Aquí Teresa trata de otra necesidad de libertad profunda. Libertad de la persona, retenida por invisibles amarras psicológicas y morales, que le impiden el libre vuelo hacia la perfección. Teresa no teoriza. Tiene una experiencia clara de ese trance vivido amargamente por ella misma cuando “deseaba vivir, que bien entendía que no vivía sino que peleaba con una sombra de muerte, y no había quien me diese vida, y no la podía yo tomar” (Vida,8,12). Al fin, cayó en la cuenta de que se llega a la libertad interior desde la necesidad de darse por entero a Dios y a los hermanos. Y desde su experiencia personal, termina prorrumpiendo en una oración. La escuchamos:
Cuanto a lo exterior, ya se ve cuán apartadas estamos aquí de todo.¡ Oh, hermanas!, entended, por amor de Dios, la gran merced que el Señor ha hecho a las que trajo aquí, y cada una lo piense bien en si, pues en solas doce quiso su Majestad fueseis una.
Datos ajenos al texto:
PR #478, opened 2015-05-06
Use luajit by default

ids1024:
Luajit provides noticeably better performance with no real disadvantage.


bobbens:
Last time we benchmarked it, there was no performance difference and a higher memory overhead with luajit. Have you tried benchmarking it?

ids1024:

¡Bendito seáis vos, mi Señor, y alabeos todo lo criado, que esta merced tampoco se puede servir como otras muchas que me habéis hecho, que darme estado de monja fue grandísima! Y como lo he sido tan ruin, no os fiasteis, Señor, de mí, porque donde había muchas juntas buenas no se echara de ver así mi ruindad hasta que se me acabara la vida. Y me trajisteis adonde, por ser tan pocas que parece imposible dejarse de entender, porque ande con más cuidado, quitándome todas las ocasiones. Ya no hay disculpa para mí, Señor, yo lo confieso, y así he más menester vuestra misericordia, para que perdonéis la que tuviere.
La monja que deseare ver deudos para su consuelo, si no son espirituales, téngase por imperfecta; crea no está desposeída, no está sana, no tendrá libertad de espíritu. No tendrá entera paz, menester ha médico (CP 8,2-3).